What you have to do => The expected answer is the set of lines in the data below between the line holding "- Git version: 1.8.3.1" and the line holding "The current webhook", inclusive, written out exactly.

----

PR #3510, opened 2016-08-24
Fix PR-webhook issue where Label-data is stale (#3486)

### LINKED ISSUE #3486: Pull request webhook action 'label_update' does not contain label information
- Gogs version (or commit ref):  0.9.83.0816
- Git version: 1.8.3.1
- Operating system: Linux
- Database (use `[x]`):
  - [ ] PostgreSQL
  - [X] MySQL
  - [ ] SQLite
  - [ ] No
  - [X] Not relevant

The current webhook implementation triggers a 'label_update' action but it seems like it currently does not contain information what was set in the update. It seems that the label information (what labels are set) is available with the next triggered webhook.

bkcsoft:
Fixes #3486 

Label-data is stale, so we have to fetch Issue-data again before sending it...

(Please feel free to suggest a better idea :laughing: )

### DIFF
--- a/models/issue.go
+++ b/models/issue.go
@@ -233,9 +233,17 @@ func (i *Issue) HasLabel(labelID int64) bool {
 }
 
 func (issue *Issue) sendLabelUpdatedWebhook(doer *User) {
-	var err error
+	var (
+		new_issue *Issue
+		err       error
+	)
 	if issue.IsPull {
-		issue.PullRequest.Issue = issue
+		new_issue, err = GetIssueByID(issue.ID)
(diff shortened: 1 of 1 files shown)


models/issue.go
```diff
@@ -233,9 +233,17 @@ func (i *Issue) HasLabel(labelID int64) bool {
 }
 
 func (issue *Issue) sendLabelUpdatedWebhook(doer *User) {
-	var err error
+	var (
+		new_issue *Issue
```
Unknwon: Bad naming style.

PR #3513, opened 2016-08-25
added support to set pull_request event from api

kmadel:
The pull_request event for webhooks was not supported when creating/updating webhooks via the API, this is a fix for that.


Unknwon:
Thanks!

PR #3534, opened 2016-08-30
Update .editorconfig

andreynering:
The primary motivation is documenting `.less`, `.js` and `.tmpl` extensions, conform existing conventions.


Unknwon:
Thanks!

PR #3537, opened 2016-08-30
Adds support for gogs-client to retrieve repos by username and org

kmadel:
This is related to gogs/gogs-client issue 37

Requires gogs/gogs-client PR 45

Provides the ability to retrieve repos by username or by org via the REST API (gogs-client).

Note: 
- /users/:user/repos will only return public repos - same as https://developer.github.com/v3/repos/#list-user-repositories; api.Permission defaults to false, false, true
- /orgs/:org/repos - returns private if ctx.user matches org owner, and public; api.Permission determined by ctx.user ownership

----

Answer to this task =>
- Git version: 1.8.3.1
- Operating system: Linux
- Database (use `[x]`):
  - [ ] PostgreSQL
  - [X] MySQL
  - [ ] SQLite
  - [ ] No
  - [X] Not relevant

The current webhook implementation triggers a 'label_update' action but it seems like it currently does not contain information what was set in the update. It seems that the label information (what labels are set) is available with the next triggered webhook.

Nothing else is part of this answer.